### Work required
All lines of the listing below must be reproduced character for character.
* * * * * * *
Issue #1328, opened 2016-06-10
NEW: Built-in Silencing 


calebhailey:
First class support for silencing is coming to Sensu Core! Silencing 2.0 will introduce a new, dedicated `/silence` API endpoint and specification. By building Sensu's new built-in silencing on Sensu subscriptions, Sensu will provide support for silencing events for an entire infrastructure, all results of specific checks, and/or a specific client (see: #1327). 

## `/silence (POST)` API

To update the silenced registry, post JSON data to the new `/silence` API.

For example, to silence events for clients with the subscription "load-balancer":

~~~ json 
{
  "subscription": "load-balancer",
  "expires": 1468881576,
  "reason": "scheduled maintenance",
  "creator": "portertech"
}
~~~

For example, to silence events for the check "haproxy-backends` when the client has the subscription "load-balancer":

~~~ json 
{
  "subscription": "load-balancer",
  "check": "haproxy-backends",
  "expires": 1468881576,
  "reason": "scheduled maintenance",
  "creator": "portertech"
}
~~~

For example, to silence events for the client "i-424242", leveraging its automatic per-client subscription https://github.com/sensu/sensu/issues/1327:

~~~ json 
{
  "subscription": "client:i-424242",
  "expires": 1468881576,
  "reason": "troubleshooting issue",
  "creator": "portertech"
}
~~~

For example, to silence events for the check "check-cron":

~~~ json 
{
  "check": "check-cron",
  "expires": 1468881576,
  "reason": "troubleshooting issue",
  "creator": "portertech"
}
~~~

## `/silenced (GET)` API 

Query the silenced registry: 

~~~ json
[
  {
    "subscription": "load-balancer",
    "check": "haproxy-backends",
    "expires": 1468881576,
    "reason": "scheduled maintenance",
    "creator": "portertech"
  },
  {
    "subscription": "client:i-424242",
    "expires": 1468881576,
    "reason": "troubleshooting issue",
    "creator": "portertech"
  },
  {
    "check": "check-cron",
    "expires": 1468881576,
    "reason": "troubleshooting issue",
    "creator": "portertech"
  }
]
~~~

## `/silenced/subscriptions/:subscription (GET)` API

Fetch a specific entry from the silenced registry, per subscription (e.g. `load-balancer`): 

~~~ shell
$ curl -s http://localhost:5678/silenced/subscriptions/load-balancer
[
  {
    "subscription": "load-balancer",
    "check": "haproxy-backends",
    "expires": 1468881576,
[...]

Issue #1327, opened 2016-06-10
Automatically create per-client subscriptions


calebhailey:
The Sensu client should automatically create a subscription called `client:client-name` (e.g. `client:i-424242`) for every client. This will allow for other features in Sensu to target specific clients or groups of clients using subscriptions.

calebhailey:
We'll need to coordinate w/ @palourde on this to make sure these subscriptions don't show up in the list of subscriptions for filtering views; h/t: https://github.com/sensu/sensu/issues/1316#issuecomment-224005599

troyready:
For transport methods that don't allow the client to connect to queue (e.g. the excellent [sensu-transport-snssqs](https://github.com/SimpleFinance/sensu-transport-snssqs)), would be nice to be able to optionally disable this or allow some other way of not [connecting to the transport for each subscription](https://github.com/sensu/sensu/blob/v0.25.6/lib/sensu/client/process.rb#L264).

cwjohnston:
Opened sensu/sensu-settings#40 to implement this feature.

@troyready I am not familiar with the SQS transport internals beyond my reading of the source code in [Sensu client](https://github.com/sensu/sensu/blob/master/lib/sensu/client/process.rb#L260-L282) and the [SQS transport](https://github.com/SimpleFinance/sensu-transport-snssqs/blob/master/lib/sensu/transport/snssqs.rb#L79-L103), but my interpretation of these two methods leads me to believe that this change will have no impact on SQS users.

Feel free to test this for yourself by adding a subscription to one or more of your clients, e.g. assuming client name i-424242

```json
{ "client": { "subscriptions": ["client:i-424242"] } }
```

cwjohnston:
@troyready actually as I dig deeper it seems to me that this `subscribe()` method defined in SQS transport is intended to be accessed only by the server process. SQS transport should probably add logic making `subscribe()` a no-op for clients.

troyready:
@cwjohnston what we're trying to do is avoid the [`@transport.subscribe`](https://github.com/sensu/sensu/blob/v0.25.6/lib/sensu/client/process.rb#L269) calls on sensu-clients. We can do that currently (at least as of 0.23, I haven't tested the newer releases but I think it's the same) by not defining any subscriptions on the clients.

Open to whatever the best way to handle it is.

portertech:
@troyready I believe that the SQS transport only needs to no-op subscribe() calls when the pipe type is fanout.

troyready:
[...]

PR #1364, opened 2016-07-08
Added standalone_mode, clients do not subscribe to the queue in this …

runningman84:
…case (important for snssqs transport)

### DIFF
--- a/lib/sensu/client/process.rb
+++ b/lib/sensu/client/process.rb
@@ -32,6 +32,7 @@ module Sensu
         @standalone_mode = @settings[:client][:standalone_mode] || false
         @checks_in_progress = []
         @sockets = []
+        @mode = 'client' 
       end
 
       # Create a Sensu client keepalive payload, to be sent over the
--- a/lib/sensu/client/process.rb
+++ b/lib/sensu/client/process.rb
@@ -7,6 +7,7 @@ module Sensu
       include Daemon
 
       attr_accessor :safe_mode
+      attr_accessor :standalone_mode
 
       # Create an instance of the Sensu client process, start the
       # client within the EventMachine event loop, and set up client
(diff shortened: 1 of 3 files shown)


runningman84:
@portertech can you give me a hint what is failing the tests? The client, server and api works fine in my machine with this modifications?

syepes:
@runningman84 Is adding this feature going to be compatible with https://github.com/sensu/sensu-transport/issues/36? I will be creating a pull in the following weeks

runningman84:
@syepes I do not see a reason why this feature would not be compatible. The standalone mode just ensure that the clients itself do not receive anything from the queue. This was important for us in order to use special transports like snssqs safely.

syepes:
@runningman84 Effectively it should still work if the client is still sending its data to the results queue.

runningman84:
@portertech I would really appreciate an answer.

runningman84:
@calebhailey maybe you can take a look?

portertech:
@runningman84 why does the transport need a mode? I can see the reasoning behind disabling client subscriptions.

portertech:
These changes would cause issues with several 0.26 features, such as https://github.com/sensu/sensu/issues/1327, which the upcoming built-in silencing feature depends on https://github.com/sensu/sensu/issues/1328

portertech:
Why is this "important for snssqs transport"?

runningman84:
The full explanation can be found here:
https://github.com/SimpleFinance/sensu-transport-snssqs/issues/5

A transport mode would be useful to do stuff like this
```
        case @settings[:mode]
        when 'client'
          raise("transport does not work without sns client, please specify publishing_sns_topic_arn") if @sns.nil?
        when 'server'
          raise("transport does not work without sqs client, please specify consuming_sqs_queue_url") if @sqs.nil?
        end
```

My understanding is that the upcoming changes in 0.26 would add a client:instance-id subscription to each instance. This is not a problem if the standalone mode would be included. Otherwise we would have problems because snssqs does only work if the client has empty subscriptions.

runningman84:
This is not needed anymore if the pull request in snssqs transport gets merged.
* * * * * * *
### Answer space
Issue #1328, opened 2016-06-10
NEW: Built-in Silencing 


calebhailey:
First class support for silencing is coming to Sensu Core! Silencing 2.0 will introduce a new, dedicated `/silence` API endpoint and specification. By building Sensu's new built-in silencing on Sensu subscriptions, Sensu will provide support for silencing events for an entire infrastructure, all results of specific checks, and/or a specific client (see: #1327). 

## `/silence (POST)` API

To update the silenced registry, post JSON data to the new `/silence` API.

For example, to silence events for clients with the subscription "load-balancer":

~~~ json 
{
  "subscription": "load-balancer",
  "expires": 1468881576,
  "reason": "scheduled maintenance",
  "creator": "portertech"
}
~~~

For example, to silence events for the check "haproxy-backends` when the client has the subscription "load-balancer":

~~~ json 
{
  "subscription": "load-balancer",
  "check": "haproxy-backends",
  "expires": 1468881576,
  "reason": "scheduled maintenance",
  "creator": "portertech"
}
~~~

For example, to silence events for the client "i-424242", leveraging its automatic per-client subscription https://github.com/sensu/sensu/issues/1327:

~~~ json 
{
  "subscription": "client:i-424242",
  "expires": 1468881576,
  "reason": "troubleshooting issue",
  "creator": "portertech"
}
~~~

For example, to silence events for the check "check-cron":

~~~ json 
{
  "check": "check-cron",
  "expires": 1468881576,
  "reason": "troubleshooting issue",
  "creator": "portertech"
}
~~~

## `/silenced (GET)` API 

Query the silenced registry: 

~~~ json
[
  {
    "subscription": "load-balancer",
    "check": "haproxy-backends",
    "expires": 1468881576,
    "reason": "scheduled maintenance",
    "creator": "portertech"
  },
  {
    "subscription": "client:i-424242",
    "expires": 1468881576,
    "reason": "troubleshooting issue",
    "creator": "portertech"
  },
  {
    "check": "check-cron",
    "expires": 1468881576,
    "reason": "troubleshooting issue",
    "creator": "portertech"
  }
]
~~~

## `/silenced/subscriptions/:subscription (GET)` API

Fetch a specific entry from the silenced registry, per subscription (e.g. `load-balancer`): 

~~~ shell
$ curl -s http://localhost:5678/silenced/subscriptions/load-balancer
[
  {
    "subscription": "load-balancer",
    "check": "haproxy-backends",
    "expires": 1468881576,
[...]

Issue #1327, opened 2016-06-10
Automatically create per-client subscriptions


calebhailey:
The Sensu client should automatically create a subscription called `client:client-name` (e.g. `client:i-424242`) for every client. This will allow for other features in Sensu to target specific clients or groups of clients using subscriptions.

calebhailey:
We'll need to coordinate w/ @palourde on this to make sure these subscriptions don't show up in the list of subscriptions for filtering views; h/t: https://github.com/sensu/sensu/issues/1316#issuecomment-224005599

troyready:
For transport methods that don't allow the client to connect to queue (e.g. the excellent [sensu-transport-snssqs](https://github.com/SimpleFinance/sensu-transport-snssqs)), would be nice to be able to optionally disable this or allow some other way of not [connecting to the transport for each subscription](https://github.com/sensu/sensu/blob/v0.25.6/lib/sensu/client/process.rb#L264).

cwjohnston:
Opened sensu/sensu-settings#40 to implement this feature.

@troyready I am not familiar with the SQS transport internals beyond my reading of the source code in [Sensu client](https://github.com/sensu/sensu/blob/master/lib/sensu/client/process.rb#L260-L282) and the [SQS transport](https://github.com/SimpleFinance/sensu-transport-snssqs/blob/master/lib/sensu/transport/snssqs.rb#L79-L103), but my interpretation of these two methods leads me to believe that this change will have no impact on SQS users.

Feel free to test this for yourself by adding a subscription to one or more of your clients, e.g. assuming client name i-424242

```json
{ "client": { "subscriptions": ["client:i-424242"] } }
```

cwjohnston:
@troyready actually as I dig deeper it seems to me that this `subscribe()` method defined in SQS transport is intended to be accessed only by the server process. SQS transport should probably add logic making `subscribe()` a no-op for clients.

troyready:
@cwjohnston what we're trying to do is avoid the [`@transport.subscribe`](https://github.com/sensu/sensu/blob/v0.25.6/lib/sensu/client/process.rb#L269) calls on sensu-clients. We can do that currently (at least as of 0.23, I haven't tested the newer releases but I think it's the same) by not defining any subscriptions on the clients.

Open to whatever the best way to handle it is.

portertech:
@troyready I believe that the SQS transport only needs to no-op subscribe() calls when the pipe type is fanout.

troyready:
[...]

PR #1364, opened 2016-07-08
Added standalone_mode, clients do not subscribe to the queue in this …

runningman84:
…case (important for snssqs transport)

### DIFF
--- a/lib/sensu/client/process.rb
+++ b/lib/sensu/client/process.rb
@@ -32,6 +32,7 @@ module Sensu
         @standalone_mode = @settings[:client][:standalone_mode] || false
         @checks_in_progress = []
         @sockets = []
+        @mode = 'client' 
       end
 
       # Create a Sensu client keepalive payload, to be sent over the
--- a/lib/sensu/client/process.rb
+++ b/lib/sensu/client/process.rb
@@ -7,6 +7,7 @@ module Sensu
       include Daemon
 
       attr_accessor :safe_mode
+      attr_accessor :standalone_mode
 
       # Create an instance of the Sensu client process, start the
       # client within the EventMachine event loop, and set up client
(diff shortened: 1 of 3 files shown)


runningman84:
@portertech can you give me a hint what is failing the tests? The client, server and api works fine in my machine with this modifications?

syepes:
@runningman84 Is adding this feature going to be compatible with https://github.com/sensu/sensu-transport/issues/36? I will be creating a pull in the following weeks

runningman84:
@syepes I do not see a reason why this feature would not be compatible. The standalone mode just ensure that the clients itself do not receive anything from the queue. This was important for us in order to use special transports like snssqs safely.

syepes:
@runningman84 Effectively it should still work if the client is still sending its data to the results queue.

runningman84:
@portertech I would really appreciate an answer.

runningman84:
@calebhailey maybe you can take a look?

portertech:
@runningman84 why does the transport need a mode? I can see the reasoning behind disabling client subscriptions.

portertech:
These changes would cause issues with several 0.26 features, such as https://github.com/sensu/sensu/issues/1327, which the upcoming built-in silencing feature depends on https://github.com/sensu/sensu/issues/1328

portertech:
Why is this "important for snssqs transport"?

runningman84:
The full explanation can be found here:
https://github.com/SimpleFinance/sensu-transport-snssqs/issues/5

A transport mode would be useful to do stuff like this
```
        case @settings[:mode]
        when 'client'
          raise("transport does not work without sns client, please specify publishing_sns_topic_arn") if @sns.nil?
        when 'server'
          raise("transport does not work without sqs client, please specify consuming_sqs_queue_url") if @sqs.nil?
        end
```

My understanding is that the upcoming changes in 0.26 would add a client:instance-id subscription to each instance. This is not a problem if the standalone mode would be included. Otherwise we would have problems because snssqs does only work if the client has empty subscriptions.

runningman84:
This is not needed anymore if the pull request in snssqs transport gets merged.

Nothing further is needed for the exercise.